Patchwork [1/4] KVM: PPC: Book3S HV: Restructure HPT entry creation code

login
register
mail settings
Submitter Paul Mackerras
Date Nov. 14, 2012, 4:31 a.m.
Message ID <20121114043132.GB13832@drongo>
Download mbox | patch
Permalink /patch/198826/
State New
Headers show

Comments

Paul Mackerras - Nov. 14, 2012, 4:31 a.m.
This restructures the code that creates HPT (hashed page table)
entries so that it can be called in situations where we don't have a
struct vcpu pointer, only a struct kvm pointer.  It also fixes a bug
where kvmppc_map_vrma() would corrupt the guest R4 value.

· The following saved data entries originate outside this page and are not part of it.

PR #493, opened 2020-12-24
Tools/ : Added automatic analysis script of telemetry log

konishi-junichi:
Added a script to analyze the telemetry log.
Execution example -> `python mavtlog_analyzer.py flight.tlog`
Currently, only vibration and EKF states are analyzed.
image

### DIFF
--- a/tools/mavtlog_analyzer.py
+++ b/tools/mavtlog_analyzer.py
@@ -1,0 +1,91 @@
+#!/usr/bin/env python
+
+'''
+Automatically analyze flight from telemetry log
+Execution example -> python mavtlog_analyzer.py flight.tlog
+'''
+from __future__ import print_function
+
+from pymavlink import mavutil
+import time
+
+#args
+from argparse import ArgumentParser
+parser = ArgumentParser(description=__doc__)
+parser.add_argument("logs", metavar="LOG", nargs="+")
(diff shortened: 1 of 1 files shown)


peterbarker:
@konishi-junichi have you seen `LogAnalyzer.py` in the ardupilot repository?  It analyzes dataflash logs rather than tlogs, of course, but the concept is the same.  There's a huge amount more data in dataflash logs for doing flight analysis.

There's also `dronekit-la`, a semi-maintained analyzer which takes both dataflash and tlog files.

konishi-junichi:
@peterbarker 
Thank you for your comment.
Certainly, it is best to use the dataflash log for crash analysis.
However, telemetry logs also have the advantage of being easy to get.

Thank you for introducing dronekit-la. The analysis program is substantial and very wonderful!

peterbarker:
On Fri, 25 Dec 2020, konishi junichi wrote:

> Thank you for introducing dronekit-la. The analysis program is substantial and very wonderful!

Contributions over there welcome :-)

Most significant issue with it at the moment is that it doesn't understand 
ArduPilot's "instance" variables - it is still looking for IMU, IMU2 etc 
etc, rather than just "IMU" with an instance field in it.

Peter

PR #494, opened 2020-12-29
use os.path.abspath() for inlcude files

olliw42:
this allows to include dialects from external folders
needed for https://github.com/mavlink/mavlink/pull/1537

### DIFF
--- a/generator/mavgen.py
+++ b/generator/mavgen.py
@@ -93,7 +93,7 @@ def mavgen(opts, args):
             includeadded = False
             for x in xml[:]:
                 for i in x.include:
-                    fname = os.path.join(os.path.dirname(x.filename), i)
+                    fname = os.path.abspath(os.path.join(os.path.dirname(x.filename), i))
                     # Only parse new include files
                     if fname in all_files:
                         continue
@@ -150,7 +150,7 @@ def mavgen(opts, args):
                 #check if all its includes were already done
                 all_includes_done = True
                 for i in x.include:
-                    fname = os.path.join(os.path.dirname(x.filename), i)
+                    fname = os.path.abspath(os.path.join(os.path.dirname(x.filename), i))
                     if fname not in [d.filename for d in done]:
                         all_includes_done = False
                         break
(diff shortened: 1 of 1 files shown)


khancyr (commented):
LGTM
I didn't test on windows thus

olliw42:
I'm on windows ;)

khancyr:
WSL, cygwin or Windows ?

khancyr:
Anyways, I have put it on the list for next devcall, it should be merged monday or before

olliw42:
windows = Windows ;)

tridge:
does this end up embedding the path in any generated files? If it does it would be a problem for projects that pre-generate the headers and then have them on a download site (I think px4 do that??)

olliw42:
> does this end up embedding the path in any generated files? If it does it would be a problem for projects that pre-generate the headers and then have them on a download site (I think px4 do that??)

files are continued to be generated into the specified output folder; one gets in fact exactly the same as if one would have placed the dialect into mavlink/message_definitions/v1.0/. 

E.g., if you have something like this

mavlink/message_definitions/v1.0/
- minimal.xml
- common.xml

mavlink/external/dialects/
- blablabla.xml

and if you have specified 'bbbout' as output folder, then you will get 

bbbout/
- minimal/
- common/
- blablabla/

with the files in them as usual, and in these files you will only see #includes as before. E.g. if blablabla.xml includes common.xml, then in blablabla.h you'll find a #include "../common/common.h", very much like you'll find a #include "../minimal/minimal.h" in common.h.

All stuff goes into one folder, and I thus think it should not affect pre-generation, like what MAVLink does with https://github.com/mavlink/c_library_v2. Btw, their script https://github.com/mavlink/mavlink/blob/master/scripts/update_c_library.sh does not generate external dialects anyway, so there is zero change here. But I think it would also just work fine if it would generate external dialects.

olliw42:
> put it on the list for next devcall

to have said it: frankly, such additions (additions to MAVLink code generators) should be discussed in the MAVLink dev call, and not anywhere else.

auturgy:
> > put it on the list for next devcall
> 
> to have said it: frankly, such additions (additions to MAVLink code generators) should be discussed in the MAVLink dev call, and not anywhere else, right?

Ideally, yes, but at the moment pymavlink and mavlink are managed separately.  The only thing really managed on the mavlink dev call is the xml.  The generators/schema is all done here, and generally discussed during an ArduPilot dev call.  The ArduPilot "Euro" dev call is on at the same time as the mavlink devcall, so I float between both.

tridge (approved):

Most of the work of kvmppc_virtmode_h_enter is now done by a new
function, kvmppc_virtmode_do_h_enter, which itself calls another new
function, kvmppc_do_h_enter, which contains most of the old
kvmppc_h_enter.  The new kvmppc_do_h_enter takes explicit arguments
for the place to return the HPTE index, the Linux page tables to use,
and whether it is being called in real mode, thus removing the need
for it to have the vcpu as an argument.

Currently kvmppc_map_vrma creates the VRMA (virtual real mode area)
HPTEs by calling kvmppc_virtmode_h_enter, which is designed primarily
to handle H_ENTER hcalls from the guest that need to pin a page of
memory.  Since H_ENTER returns the index of the created HPTE in R4,
kvmppc_virtmode_h_enter updates the guest R4, corrupting the guest R4
in the case when it gets called from kvmppc_map_vrma on the first
VCPU_RUN ioctl.  With this, kvmppc_map_vrma instead calls
kvmppc_virtmode_do_h_enter with the address of a dummy word as the
place to store the HPTE index, thus avoiding corrupting the guest R4.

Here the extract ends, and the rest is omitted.